*DATA FOR ANALYSIS*
PR #358, opened 2018-06-07
changed directiveValue to noChange. so returning a noChange in a comp…

fopsdev:
…onent will force lit to do nothing (more detailed explanation in https://github.com/Polymer/lit-html/pull/276)

### DIFF
--- a/src/lit-html.ts
+++ b/src/lit-html.ts
@@ -437,6 +437,11 @@ const isDirective = (o: any) =>
  */
 export const noChange = {};
 
+/**
+ * @deprecated Use `noChange` instead.
+ */
+export { noChange as directiveValue };
+
 const isPrimitiveValue = (value: any) => value === null ||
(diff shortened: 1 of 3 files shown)


src/lit-html.ts
```diff
@@ -435,7 +435,7 @@ const isDirective = (o: any) =>
  * A sentinel value that signals that a value was handled by a directive and
  * should not be written to the DOM.
  */
-export const directiveValue = {};
+export const noChange = {};
```
justinfagnani: Add:

```ts
/**
 * @deprecated Use `noChange` instead.
 */
export {noChange as directiveValue};
```

so this isn't a breaking change

fopsdev: yeah makes sense, done

justinfagnani:
@fopsdev can you also add an entry to the changrlog?

PR #850, opened 2019-03-03
Shorten lastAttributeNameRegex a bit

jridgewell:
The Unicode control characters include all space characters except " ". So the attribute name character class doesn't need to include them, they're already part of the `\0-\x1F` range.


ruphin:
LGTM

*REQUIREMENT*
Every record should be retyped so that it matches the original exactly.

*REPLY*
PR #358, opened 2018-06-07
changed directiveValue to noChange. so returning a noChange in a comp…

fopsdev:
…onent will force lit to do nothing (more detailed explanation in https://github.com/Polymer/lit-html/pull/276)

### DIFF
--- a/src/lit-html.ts
+++ b/src/lit-html.ts
@@ -437,6 +437,11 @@ const isDirective = (o: any) =>
  */
 export const noChange = {};
 
+/**
+ * @deprecated Use `noChange` instead.
+ */
+export { noChange as directiveValue };
+
 const isPrimitiveValue = (value: any) => value === null ||
(diff shortened: 1 of 3 files shown)


src/lit-html.ts
```diff
@@ -435,7 +435,7 @@ const isDirective = (o: any) =>
  * A sentinel value that signals that a value was handled by a directive and
  * should not be written to the DOM.
  */
-export const directiveValue = {};
+export const noChange = {};
```
justinfagnani: Add:

```ts
/**
 * @deprecated Use `noChange` instead.
 */
export {noChange as directiveValue};
```

so this isn't a breaking change

fopsdev: yeah makes sense, done

justinfagnani:
@fopsdev can you also add an entry to the changrlog?

PR #850, opened 2019-03-03
Shorten lastAttributeNameRegex a bit

jridgewell:
The Unicode control characters include all space characters except " ". So the attribute name character class doesn't need to include them, they're already part of the `\0-\x1F` range.


ruphin:
LGTM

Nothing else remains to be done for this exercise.